Infinity as supremum for a sequence of numbers

Question

Let $X_1, X_2, · · ·$ be sequence of independent nonnegative random variables having a common distribution function $F$ such that $P(X_1=0)<1, E[X_1]=a<\infty$ and $\mathrm{Var}[X_1]=\sigma^2<\infty$. Let's denote $$S_0 = 0, S_n = X_1 + \cdots + X_n$$ for $n = 1, 2, \ldots $ and $$N_t =\sup\left\{n:S_n ≤t\right\}$$ for any $t≥0$.

I want to show that $N_t\rightarrow\infty$ as $t\rightarrow\infty$.

By common sense, this is obvious but I do not know how to write it down in a mathematical way. Any help would be appreciated!

Answer 1

We want to prove that $P(lim_{t\rightarrow\infty}N_t=\infty)=1$. $lim_{t\rightarrow\infty}N_t<\infty$ can happen only when $X_i=\infty$ for some $i$. $$\{lim_{t\rightarrow\infty}N_t<\infty\}\subseteq\cup_{i=1}^\infty\{X_i=\infty\}$$ On the other hand we have $P(X_i=\infty)=0$, therefore: $$P(lim_{t\rightarrow\infty}N_t<\infty)\leq P(\cup_{i=1}^\infty\{X_i=\infty\})\leq \Sigma_{i=1}^\infty P(X_i=\infty)=0$$

Answer 2

First observe that the condition $P(X_1=0)<1$ implies that there exists $k_0$ such that $P(0\leqslant X_1\leqslant 1/k_0)<1$. Indeed, let $A_k$ be the event $\{0\leqslant X_1\leqslant 1/k\}$; the sequence $(A_k)$ is non-increasing and its intersection has probability smaller than $1$, hence so should have one of the $A_k$.
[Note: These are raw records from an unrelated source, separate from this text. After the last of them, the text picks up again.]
PR #757, opened 2025-03-03
Added an ability to specify pool size with a callback using IServiceProvider (fixed&signed)

uhfath:
When initializing NATS using `IServiceCollection.AddNatsClient` one has to specify a pool size in a callback, which doesn't support passing `IServiceProvider`. This involves setting pool size upfront as a constant or reading it from `IConfiguration` directly with something like `IConfiguration.GetSection(...).Get<...>()`.
This PR retains an ability to specify pool size constantly as it is now without breaking changes. And also adds an ability to use `IServiceProvider` which helps in cases where pool size is defined in one of app options. Something like:
```
.WithPoolSize(sp => sp.GetService<IOptions<AppOption>>().Value.NATSPoolSize)
```
But because of this there will be no more `SingleConnectionFactory` and `PooledConnectionFactory` will be always used even if pool size is 1.
This might come with a performance impact in very high load cases since there is another layer of delegates added.
But it should be negligible.


mtmk:
please merge main. fixes build.

uhfath:
Done.

mtmk:
cc @rickdotnet

mtmk (approved):
LGTM thanks @uhfath

PR #761, opened 2025-03-05
Add NatsPayloadTooLargeException class

### LINKED ISSUE #759: Provide NatsPayloadTooLargeException to handle payload size related situation
### Proposed change

We propose to create a `NatsPayloadTooLargeException` class derived from `NatsException` class.

### Use case

In our utilization of nats .net client (currently, at 2.5.9), we want to handle the situation where payload size exceeds the server limitation separately from the other NatsExceptions.

At the moment, the only way to do that is check if the exception message contains "exceeds server's maximum payload size" string, which is not good.

With the new Exception, we can handle the situation with confidence.

### Contribution

_No response_

aDisplayName:
Add NatsPayloadTooLargeException class to support special handling regarding excessive payload when writing to server.

Fix #759


mtmk:
thanks @aDisplayName although it's a simple one should we add a test?

aDisplayName:
Related test has been updated

mtmk:
please merge main. fixes build.

aDisplayName:
@mtmk , Changes in main has been merged.

mtmk:
thanks @aDisplayName. no worries failing test is probably a flapper. there was a problem with the windows tests i wanted that fixed. I need to double check the merge but other than that it should be all good.

PR #768, opened 2025-03-08
Make the parameter-less StreamConfig constructor public

darkwatchuk:
Simple change to make the StreamConfig class available for external (de)serialization, e.g. for advisory messages such as  StreamSnapshotResponse.


mtmk (approved):
LGTM

PR #771, opened 2025-03-11
Add support for Direct Get API with key in subject

### LINKED ISSUE #770: Subject in GetDirectAsync differs across client library implementations
### Observed behavior

When a client using the nats.net library calls `GetEntryAsync`, they can encounter this error:
`Server error Permissions Violation for Publish to "$JS.API.DIRECT.GET.KV_bucket_name"`. 

This indicates that the client is attempting to publish to a subject that it does not have permissions to publish to. 

I also have a golang app that makes the same `Get` call from a key value store and it does not encounter this error.

This is seemingly caused by utilizing the auth_callout functionality of the nats server where we assign subject level permissions for NATS clients. Specifically, for KV GET interactions, clients are granted the following: `$JS.API.DIRECT.GET.*.$KV.*.subjectPrefix.>`

In looking at [nats.net](https://github.com/nats-io/nats.net/blob/a6e11459626cd800e5ba9b78f52a33275c7e965e/src/NATS.Client.JetStream/NatsJSStream.cs#L177), it looks like the .NET client only constructs the request and sends a message to `$JS.API.DIRECT.GET.KV_bucket_name` with content `{"last_by_subj":"$KV.bucket_name.example.key"}`. 

In looking at [nats.go](https://github.com/nats-io/nats.go/blob/da7160e5eeab6d2654f94b1232af1e8939fa59cb/jsm.go#L1250), it looks like it constructs the request and sends a message to `$JS.API.DIRECT.GET.KV_bucket_name.$KV.bucket_name.example.key` with no content.

### Expected behavior

Expect the nats.net and golang (and others) libraries to have feature parity. 

Could we update the current implementation to match the golang library functionality? Or could we provide an override for the `GetEntryAsync` method to match the golang library functionality?

### Server and client version

- nats server = 2.10
- nats.net client = 2.5.7

### Host environment

_No response_

### Steps to reproduce

https://natsio.slack.com/archives/C069GSYFP/p1741624842560849 has details on the difference in behavior.

1. Grant this NATS permissions to KV clients: `$JS.API.DIRECT.GET.KV_bucket_name.$KV.bucket_name.example.key` (you'd also need PUT permissions but those aren't problematic here)
2. with a dotnet app, `GetEntryAsync` from `example.key`
3. See error described above
4. with a go app, `Get` from `example.key`
5. See you successfully get the latest value associated with that key

mtmk:
Proposed solution for #770 
* fixes #770

### DIFF
--- a/src/NATS.Client.KeyValueStore/NatsKVContext.cs
+++ b/src/NATS.Client.KeyValueStore/NatsKVContext.cs
@@ -19,15 +19,30 @@ public enum NatsKVStorageType
 /// </summary>
 public class NatsKVContext : INatsKVContext
 {
-    private const string KvStreamNamePrefix = "KV_";
+    internal const string KvStreamNamePrefix = "KV_";
     private static readonly int KvStreamNamePrefixLen = KvStreamNamePrefix.Length;
     private static readonly Regex ValidBucketRegex = new(pattern: @"\A[a-zA-Z0-9_-]+\z", RegexOptions.Compiled);
+    private readonly NatsKVOpts _opts;
 
     /// <summary>
     /// Create a new Key Value Store context
     /// </summary>
     /// <param name="context">JetStream context</param>
-    public NatsKVContext(INatsJSContext context) => JetStreamContext = context;
+    /// <param name="opts">Context options</param>
+    public NatsKVContext(INatsJSContext context, NatsKVOpts opts)
+    {
+        JetStreamContext = context;
+        _opts = opts;
+    }
+
+    /// <summary>
+    /// Create a new Key Value Store context
+    /// </summary>
+    /// <param name="context">JetStream context</param>
+    public NatsKVContext(INatsJSContext context)
+        : this(context, NatsKVOpts.Default)
+    {
+    }
 
     /// <inheritdoc />
     public INatsJSContext JetStreamContext { get; }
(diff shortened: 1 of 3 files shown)


garrett-sutton:
@mtmk This is great. Thanks for hopping on it so quickly. This approach will work for our use case.

garrett-sutton:
**potential for future**

One additional piece that I had to think about for a little bit. In my use case's current state, we rely on the extensions that are defined in `src/NATS.Client.KeyValueStore/NatsClientExtensions.cs` to create an `INatsKVContext `. With the enhancements that are proposed as part of this PR we'll need to transition to setting up the `INatsKVContext` directly (rather than via the extension off of the `INatsConnection`). 

Like I said in my other comment, I think the current proposal is good and we are OK with setting up the INatsKVConext directly though. This is largely just food for thought.

mtmk:
> One additional piece that I had to think about for a little bit. In my use case's current state, we rely on the extensions that are defined in `src/NATS.Client.KeyValueStore/NatsClientExtensions.cs` to create an `INatsKVContext `. With the enhancements that are proposed as part of this PR we'll need to transition to setting up the `INatsKVContext` directly (rather than via the extension off of the `INatsConnection`).

@garrett-sutton that is a good point. I think we have a similar case for JetStream as well off the top of my head. I'll put that in a separate PR.

scottf (approved):
LGTM

Issue #422, opened 2024-03-01
JetStream Backoff


alberk8:
### Observed behavior

With  code below it looks like the backoff is not in effect.  Also there is no reference anywhere in the [source](https://github.com/nats-io/nats.net.v2/blob/56f831f8e59091aa91be6169aaad835368905c37/src/NATS.Client.JetStream/Models/ConsumerConfig.cs#L227).

### Expected behavior

Backoff Setting works

### Server and client version

Server: v2.10.11
Client: NATS.Client.JetStream v2.1.2

### Host environment

Official NATS docker (latest) with JetStream enabled.

### Steps to reproduce

```
var consumer = await jsContext.CreateOrUpdateConsumerAsync("EVENTS", new ConsumerConfig(consumerName)
{
    DeliverPolicy = ConsumerConfigDeliverPolicy.All,
    FilterSubject = "data.>",
    AckPolicy = ackPolicy,
    AckWait = ackWait,
    
    MaxDeliver = 5,
    Backoff = new List<long>() { (long) TimeSpan.FromSeconds(1).TotalSeconds, (long)TimeSpan.FromSeconds(2).TotalSeconds }
});

 await foreach (NatsJSMsg<Person> msg in consumer.ConsumeAsync<Person>())
 {
     Console.WriteLine($"Subject: {msg.Subject} Size: {msg.Size}");
     var md = msg.Metadata;
     if (md.HasValue)
     {
        Console.WriteLine($"Num Delivered: {md.Value.NumDelivered} TimeStamp: {md.Value.Timestamp.ToLocalTime()}");
        Console.WriteLine($"Consumer Seq: {md.Value.Sequence.Consumer} Stream Seq: {md.Value.Sequence.Stream}");
     }
     await msg.NakAsync();
 }
```

mtmk:
it might be nanoseconds, could you try that?
We changed everything to be TimeSpan but missed this one I think 🤔

alberk8:
I have changed to MicroSeconds and there is no difference.  The Re-Delivery went through in quick succession.

mtmk:
> I have changed to MicroSeconds and there is no difference. The Re-Delivery went through in quick succession.

it's should be nano .. another x1000

> 
> Looking at the source code, it does not seems that Backoff is implemented.

I think this is just passed to the server, I don't think there is anything to implement on client side, is there?

alberk8:
[...]

PR #772, opened 2025-03-11
Use TimeSpan for backoff consumer config

yeongjonglim:
Proposed enhancement for #422.

This change introduces a breaking change that all existing definition is required to be replaced with TimeSpan type.


mtmk:
thanks @yeongjonglim sorry for the delay. looks good and i will give it a try soon. I'm planning to include in 2.6.x since technically a breaking change.

mtmk (approved):
LGTM thanks @yeongjonglim

I will try to add this to the 2.6 release.

PR #776, opened 2025-03-12
Add overloads for client extensions

### LINKED ISSUE #773: NatsClientExtensions option overloads
> One additional piece that I had to think about for a little bit. In my use case's current state, we rely on the extensions that are defined in `src/NATS.Client.KeyValueStore/NatsClientExtensions.cs` to create an `INatsKVContext `. With the enhancements that are proposed as part of this PR we'll need to transition to setting up the `INatsKVContext` directly (rather than via the extension off of the `INatsConnection`).

@garrett-sutton that is a good point. I think we have a similar case for JetStream as well off the top of my head. I'll put that in a separate PR.

_Originally posted by @mtmk in https://github.com/nats-io/nats.net/issues/771#issuecomment-2714975029_

mtmk:
+ fixes #773


scottf (approved):
LGTM

PR #798, opened 2025-03-29
NatsMsg add create method (#632)

### LINKED ISSUE #632: How to create and pass instances of new NatsMsg<T>() to the NatsConnection#PublishAsync<T>(in NatsMsg<T> msg....) API correctly?
### Proposed change

I want to use this API 

```
NatsConnection#public ValueTask PublishAsync<T>(in NatsMsg<T> msg, INatsSerialize<T>? serializer = default, NatsPubOpts? opts = default, CancellationToken cancellationToken = default) =>
        PublishAsync(msg.Subject, msg.Data, msg.Headers, msg.ReplyTo, serializer, opts, cancellationToken);
```

to publish instances of ```NatsMsg<T>```

But this requires from me to construct an instance of NatsMsg  in "low level" manner:

```
new NatsMsg<T>(
                Subject: subject,
                Data: payload,
                Headers: headers,
                ReplyTo: replyTo,
                Connection: connection,
                Size: size
            );
```
If I understood correctly, API's doc hints to provide the Size of the message in such a way:

```
 int size = subject.Length + replyTo.Length + headers.Length + payload.Length;
``` 
But to achieve this, it seems, one needs to provide the headers parsed (since headers.Length is not compilable).

_**Question: How to create and pass instances of ```NatsMsg<T>()``` to the ```NatsConnection#PublishAsync<T>(in NatsMsg<T> msg....)``` API** correctly?_

I'm asking such question since I used [nats-java](https://github.com/nats-io/nats.java) version of this API but now want to transfer the java code consistently (without loosing API usage semantic) to C#/.Net platform.
https://github.com/nats-io/nats.java/blob/main/src/main/java/io/nats/client/impl/NatsMessage.java#L447

```java
Message message = NatsMessage.builder()
            .subject(subject)
            .headers(headers)
            .replyTo(replyTo)
            .data(payload)
            .build();     
// and then publish it:
connection.jetStream().publish(message)            
```

Note that a user of the Nats Java API is not enforced to provide "Size" of the message up front.

### Use case

Better user experience to call  ```NatsConnection#PublishAsync<T>(in NatsMsg<T> msg....)```  API.

### Contribution

_No response_

Ivandemidov00:
close #632 
* Change GetBytesLength long to int
* Add NatsMsg method Create


src/NATS.Client.Core/Internal/HeaderWriter.cs
```diff
@@ -20,7 +20,7 @@ internal class HeaderWriter
 
     private static ReadOnlySpan<byte> ColonSpace => new[] { ByteColon, ByteSpace };
 
-    internal static long GetBytesLength(NatsHeaders headers, Encoding encoding)
+    internal static int GetBytesLength(NatsHeaders headers, Encoding encoding)
```
mtmk, line 23: is there a need for this change?

src/NATS.Client.Core/NatsMsg.cs
```diff
@@ -420,6 +421,116 @@ private void CheckReplyPreconditions()
     }
 }
 
+public static class NatsMsg
```
mtmk, line 424: the size calculation might not be accurate if for some reason a different serializer is used while sending the message. also it might mean the serialization will be done twice (in case of the `<T>` version). perhaps making the size calculation optional is a solution? wdyt?

src/NATS.Client.Core/Internal/HeaderWriter.cs
Ivandemidov00: I assumed that changing long to int in GetBytesLength is a safer change than changing the Size type in NatsMsg.
Need to calculate the size of all messages for NatsMsg

mtmk: ah no worries, just realized it's internal. totally fine. sorry.

src/NATS.Client.Core/NatsMsg.cs
Ivandemidov00: Making size optional is fine, but it would require changes to IsEmpty and HasNoResponders since they depend on it. We would need to evaluate size and flags lazily when those properties are available.
What do you think about this?

mtmk: of course you're right! can we set them to reasonable values if the calculation is opted out? e.g. if the data is null then isempty can be true. and evaluate the header to set hasnoresponders (although that is only meaningful coming from the server). btw we must set the headers to be readonly. if you're happy with that then the other question is if we make size calculation on by default or not.

Ivandemidov00: I’m thinking of adding a separate Create override that skips the size calculation, serialization, and other operations.

src/NATS.Client.Core/NatsMsg.cs
```diff
@@ -139,7 +139,9 @@ 2               30
          Int.Max: 2,147,483,647
              8mb:     8,388,608
      */
+    private const int SizeNotSet = -1;
     private readonly uint _flagsAndSize;
+    private readonly bool _hasSize;
```
mtmk, line 144: unfortunately we can't add more fields here. the point of the flags was to avoid adding more fields to this struct to keep it's size under control. it has a nock on effect on the channels' backing arrays spilling over to LOH.

it's a readonly struct and we know everything at the time of creating. can't we just set size to `0` and set the flags accordingly? I feel we don't need to make changes to this struct but I might be missing something.

Ivandemidov00: Thanks for the feedback! Yes, I noticed later in the tests that the size is important to us. I made the processing using the maximum value (0x3FFFFFFF) for undefined sizes instead of adding additional fields.

mtmk:
@Ivandemidov00 just looking at this and the issue it's fixing from an API usability perspective and I think we need a little more .NET way of doing this. What about taking `UriBuilder` as an example and create a `NatsMsgBuilder<T>`?

```csharp
        Uri uri = new UriBuilder
        {
            Host = "localhost",
            Port = 4222,
        }.Uri;

        NatsMsg<string> msg = new NatsMsgBuilder<string>
        {
            Subject = "test",
            Data = "12345",
            ReplyTo = "reply",
            Headers = new NatsHeaders(),
        }.Msg;
```

Also can we not change the `NatsMsg<T>` and use `0` (zero) to indicate the size calculation hasn't taken palace since minimum messages size at least would have to be `1` given that we have to have a subject with at least one character. (maybe that could be a validation check for the builder as well?)

wdyt?

Ivandemidov00:
@mtmk I've added a builder to the creation of NatsMsg<T>.

mtmk (approved):
LGTM thanks @Ivandemidov00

Consider now the event $B_j:=\{ X_j\gt 1/k_0\}$. These events are independent and $\sum_{j\geqslant 1}P(B_j)$ diverges, hence the Borel-Cantelli lemma show that $B_j$ happens infinetely often, which means that for (almost every) $\omega$, the set of $j$ such that $\omega$ belongs to $B_j$ is infinite. This shows that $S_n\to \infty$ almost surely as $n$ goes to infinity.

Now suppose that we do not have $N_t\to\infty$ almost surely. This means that there is a set $E$ of positive probability such that for each $\omega\in E$, $N_t(\omega)$ doesn't go to infinity as $t$ goes to infinity. Since $t\mapsto N_t(\omega)$ is non-decreasing, this means that $N_t(\omega)$ is bounded for each $\omega\in E$, i.e. $N_t(\omega)\leqslant C(\omega)$ for each $t\geqslant 0$. Therefore, by definition of $N_t$, we would have for each $t$ that $S_{C(\omega)+1}\gt t$, which is a contradiction.